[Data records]
──────────────────────────────
PR #2181, opened 2018-07-15
is remove unused modules

inztar:
I found unused imports, i can remove it?


yarikoptic:
unless @sebres has objections, could be done I guess, but might cause merge conflicts etc. so better be cleaned up "upon encounter".  in any case - probably would need a refresh (merge of 0.11 or rebase) to guarantee that it is still adequate

PR #2182, opened 2018-07-15
OpenRC service script improvements

orlitzky:
I basically rewrote the whole OpenRC (Gentoo, mainly) service script. Individual commits should provide details. This is only lightly tested on my desktop machine, but if you like the idea, I can push it out to our servers and run it by the Gentoo maintainers.


thesamesam:
@sebres I'm the maintainer of fail2ban downstream in Gentoo and @orlitzky is one of my fellow developers. We're probably the main consumer of OpenRC (and are extremely closely linked with its maintainers), possibly other than Alpine. We're quite happy with these changes on our end.

Would it be possible for you to pull these in if that's alright? This shouldn't have an affect on any other users.

thesamesam:
@sebres I'm the maintainer of fail2ban downstream in Gentoo and @orlitzky is one of my fellow developers. We're probably the main consumer of OpenRC (and are extremely closely linked with its maintainers), possibly other than Alpine. We're quite happy with these changes on our end.

Would it be possible for you to pull these in if that's alright? This shouldn't have an effect on any other users.

sebres:
> Would it be possible for you to pull these in if that's alright?

Sure, I'll try to review and merge it to 0.11th branch soon. Just my intention was either to prepare and release 1.0 (master).

> This shouldn't have an effect on any other users.

I don't think so, because there are some removed files (like `gentoo-initd`), therefore it is not fully backwards "compatible", e. g. some scripts people may use wouldn't work anymore with the next release (0.11.3).
Not really a blocker (such files are rather matter of maintainers), just a small note from my side.

thesamesam:
FWIW, we've also pushed these bits into Gentoo now and no complaints.

sebres:
thus merged

orlitzky:
Thank you!

PR #2189, opened 2018-07-24
debian-initd: exit with non-0 if fail, account that 255 is "Ok" exit code, use 255 explicitly instead of -1

### LINKED ISSUE #2187: Failing to start service returns 0
### Environment:
- Fail2Ban version (including any possible distribution suffixes): Fail2Ban v0.10.2
- OS, including release name/version: Ubuntu 18.04

### The issue:
When starting the service fails (using `service fail2ban start` or `/etc/init.d/fail2ban start`, the error code is still 0. This is quite a problem for automation, for example using Ansible, as failing programs are meant to return non-zero codes. The program properly compains over `stderr`, but `stderr` is not a proper way to check for errors in the sense that it can be reliably used by other programs (it is normal for programs to succeed but return debugging info or warnings over `stderr` for example). It would be nice if fail2ban could properly return a non-zero exit code.

#### Steps to reproduce
Start a Docker container using the `ubuntu:18.04` image, and install fail2ban using the package manager. Now run `service fail2ban start` or `/etc/init.d/fail2ban start`.

#### Expected behavior
It expects to find a file at `/var/log/auth.log`, so we should get some error and a non-zero exit code.

#### Observed behavior
We do get an error:
```
 * Starting authentication failure monitor fail2ban
 No file(s) found for glob /var/log/auth.log
 Failed during configuration: Have not found any log file for sshd jail
   ...fail!
```

But the exit code (`echo $?`) is `0`.

yarikoptic:
Proposed changes fixes #2187 (hopefully, yet to test in the docker)

Note that, after spending some time grepping for `exit.*255` decided to actually make it possible ;)

### DIFF
--- a/files/debian-initd
+++ b/files/debian-initd
@@ -180,11 +180,17 @@ do_reload() {
 #
 log_end_msg_wrapper()
 {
──────────────────────────────
* **Exercise**:
Extract every line of the records above that contains the word "possible".

* **Finished task**:
Would it be possible for you to pull these in if that's alright? This shouldn't have an affect on any other users.
Would it be possible for you to pull these in if that's alright? This shouldn't have an effect on any other users.
> Would it be possible for you to pull these in if that's alright?
- Fail2Ban version (including any possible distribution suffixes): Fail2Ban v0.10.2
Note that, after spending some time grepping for `exit.*255` decided to actually make it possible ;)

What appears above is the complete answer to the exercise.